### Collection entries:
○ ○ ○

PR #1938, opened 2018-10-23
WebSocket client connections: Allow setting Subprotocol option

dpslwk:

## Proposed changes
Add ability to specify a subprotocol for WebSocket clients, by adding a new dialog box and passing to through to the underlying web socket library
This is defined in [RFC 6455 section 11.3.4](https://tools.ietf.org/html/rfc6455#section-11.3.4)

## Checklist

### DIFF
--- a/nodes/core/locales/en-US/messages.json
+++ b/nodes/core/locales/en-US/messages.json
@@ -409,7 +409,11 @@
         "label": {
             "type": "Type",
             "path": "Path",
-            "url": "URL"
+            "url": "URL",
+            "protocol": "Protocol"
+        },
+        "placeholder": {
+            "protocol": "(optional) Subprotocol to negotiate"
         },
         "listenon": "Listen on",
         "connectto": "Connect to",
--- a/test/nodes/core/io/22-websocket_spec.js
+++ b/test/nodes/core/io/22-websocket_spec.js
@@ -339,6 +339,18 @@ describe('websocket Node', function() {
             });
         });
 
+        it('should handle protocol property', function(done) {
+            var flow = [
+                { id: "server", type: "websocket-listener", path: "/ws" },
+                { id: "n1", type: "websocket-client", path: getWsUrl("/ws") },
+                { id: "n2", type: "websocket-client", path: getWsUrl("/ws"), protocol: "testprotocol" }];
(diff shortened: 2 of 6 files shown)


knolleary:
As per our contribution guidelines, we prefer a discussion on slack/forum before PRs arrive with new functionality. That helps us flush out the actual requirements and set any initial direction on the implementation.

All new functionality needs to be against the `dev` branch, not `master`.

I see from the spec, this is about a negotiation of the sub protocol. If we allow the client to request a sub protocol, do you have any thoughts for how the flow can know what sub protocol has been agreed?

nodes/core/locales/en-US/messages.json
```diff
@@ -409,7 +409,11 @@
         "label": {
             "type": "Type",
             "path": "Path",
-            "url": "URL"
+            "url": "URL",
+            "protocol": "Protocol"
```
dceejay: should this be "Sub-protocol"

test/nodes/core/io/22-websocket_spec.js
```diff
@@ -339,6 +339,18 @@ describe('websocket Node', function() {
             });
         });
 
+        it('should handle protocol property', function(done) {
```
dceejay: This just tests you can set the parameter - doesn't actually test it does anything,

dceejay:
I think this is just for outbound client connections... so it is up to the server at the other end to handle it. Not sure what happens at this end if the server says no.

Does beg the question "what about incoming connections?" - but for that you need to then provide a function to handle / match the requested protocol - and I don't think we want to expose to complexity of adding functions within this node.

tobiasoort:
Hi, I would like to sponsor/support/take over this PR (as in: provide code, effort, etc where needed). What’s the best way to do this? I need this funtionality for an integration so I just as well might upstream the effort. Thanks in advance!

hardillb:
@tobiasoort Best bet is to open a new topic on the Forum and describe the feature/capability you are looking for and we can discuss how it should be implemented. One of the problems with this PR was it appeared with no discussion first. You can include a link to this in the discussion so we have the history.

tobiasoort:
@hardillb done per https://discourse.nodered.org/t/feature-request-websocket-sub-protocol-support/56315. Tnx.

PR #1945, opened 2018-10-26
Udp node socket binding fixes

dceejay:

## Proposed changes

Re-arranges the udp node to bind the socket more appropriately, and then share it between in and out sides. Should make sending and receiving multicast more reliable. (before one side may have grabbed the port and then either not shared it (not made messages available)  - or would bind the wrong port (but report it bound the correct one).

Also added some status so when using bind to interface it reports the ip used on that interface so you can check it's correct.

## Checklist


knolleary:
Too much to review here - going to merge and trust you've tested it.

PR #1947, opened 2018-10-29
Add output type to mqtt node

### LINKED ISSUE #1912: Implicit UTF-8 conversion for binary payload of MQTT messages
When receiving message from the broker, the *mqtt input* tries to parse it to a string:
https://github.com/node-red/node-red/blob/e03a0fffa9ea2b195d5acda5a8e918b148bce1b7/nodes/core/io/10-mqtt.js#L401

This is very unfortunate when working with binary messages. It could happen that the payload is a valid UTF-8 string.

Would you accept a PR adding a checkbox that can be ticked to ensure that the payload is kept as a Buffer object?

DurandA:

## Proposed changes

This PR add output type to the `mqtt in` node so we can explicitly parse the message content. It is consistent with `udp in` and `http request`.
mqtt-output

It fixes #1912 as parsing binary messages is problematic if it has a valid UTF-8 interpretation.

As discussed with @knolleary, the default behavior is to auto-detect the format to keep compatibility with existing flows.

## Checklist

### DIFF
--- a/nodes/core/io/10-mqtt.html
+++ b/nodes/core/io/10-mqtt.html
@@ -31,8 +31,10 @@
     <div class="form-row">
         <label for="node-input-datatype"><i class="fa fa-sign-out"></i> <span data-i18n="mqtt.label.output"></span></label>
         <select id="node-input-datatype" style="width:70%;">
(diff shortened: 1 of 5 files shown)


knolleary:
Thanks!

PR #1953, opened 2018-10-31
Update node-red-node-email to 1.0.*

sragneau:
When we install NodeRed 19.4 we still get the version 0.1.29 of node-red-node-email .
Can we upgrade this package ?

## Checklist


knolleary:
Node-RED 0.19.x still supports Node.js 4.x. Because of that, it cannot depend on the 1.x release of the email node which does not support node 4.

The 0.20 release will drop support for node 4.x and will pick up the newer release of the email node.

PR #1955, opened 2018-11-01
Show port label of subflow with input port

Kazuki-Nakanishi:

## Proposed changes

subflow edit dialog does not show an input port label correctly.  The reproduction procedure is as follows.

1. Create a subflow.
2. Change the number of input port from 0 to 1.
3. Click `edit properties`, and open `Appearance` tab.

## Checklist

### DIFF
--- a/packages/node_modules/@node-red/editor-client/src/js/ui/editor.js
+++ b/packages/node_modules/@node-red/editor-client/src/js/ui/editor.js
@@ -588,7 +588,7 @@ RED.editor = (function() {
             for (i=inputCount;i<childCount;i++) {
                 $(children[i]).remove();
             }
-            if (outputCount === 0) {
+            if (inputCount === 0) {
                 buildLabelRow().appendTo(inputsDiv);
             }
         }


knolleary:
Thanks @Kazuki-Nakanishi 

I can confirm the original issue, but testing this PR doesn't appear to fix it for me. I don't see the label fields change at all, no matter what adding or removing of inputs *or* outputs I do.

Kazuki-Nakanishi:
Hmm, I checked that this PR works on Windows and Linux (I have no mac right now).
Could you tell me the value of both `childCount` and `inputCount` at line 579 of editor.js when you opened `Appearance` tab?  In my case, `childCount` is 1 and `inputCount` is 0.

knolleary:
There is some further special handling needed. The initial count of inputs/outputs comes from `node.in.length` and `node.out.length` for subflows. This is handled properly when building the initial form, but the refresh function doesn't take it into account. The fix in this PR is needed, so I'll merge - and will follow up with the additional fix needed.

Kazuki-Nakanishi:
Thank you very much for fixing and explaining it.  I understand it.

○ ○ ○

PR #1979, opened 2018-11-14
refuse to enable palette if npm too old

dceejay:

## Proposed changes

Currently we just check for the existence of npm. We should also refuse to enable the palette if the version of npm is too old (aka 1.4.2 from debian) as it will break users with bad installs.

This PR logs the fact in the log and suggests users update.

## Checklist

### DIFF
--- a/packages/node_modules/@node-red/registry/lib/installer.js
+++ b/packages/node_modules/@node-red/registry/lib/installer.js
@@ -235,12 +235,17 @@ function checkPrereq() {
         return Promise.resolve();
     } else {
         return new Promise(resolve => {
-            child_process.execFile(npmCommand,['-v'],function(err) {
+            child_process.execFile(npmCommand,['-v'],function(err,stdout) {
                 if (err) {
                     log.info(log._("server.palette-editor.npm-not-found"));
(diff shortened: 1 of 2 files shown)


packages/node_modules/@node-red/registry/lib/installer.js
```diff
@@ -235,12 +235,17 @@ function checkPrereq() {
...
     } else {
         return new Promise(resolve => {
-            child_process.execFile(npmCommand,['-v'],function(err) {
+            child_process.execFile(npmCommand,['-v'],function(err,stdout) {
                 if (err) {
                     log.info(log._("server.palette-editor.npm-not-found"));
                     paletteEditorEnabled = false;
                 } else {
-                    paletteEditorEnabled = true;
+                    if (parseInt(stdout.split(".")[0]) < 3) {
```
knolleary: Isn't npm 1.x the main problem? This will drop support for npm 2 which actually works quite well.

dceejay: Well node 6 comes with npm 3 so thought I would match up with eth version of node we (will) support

○ ○ ○

### Work item:
Find every line in the records that uses the string "functionality", then copy it.

### Exercise solution:
As per our contribution guidelines, we prefer a discussion on slack/forum before PRs arrive with new functionality. That helps us flush out the actual requirements and set any initial direction on the implementation.
All new functionality needs to be against the `dev` branch, not `master`.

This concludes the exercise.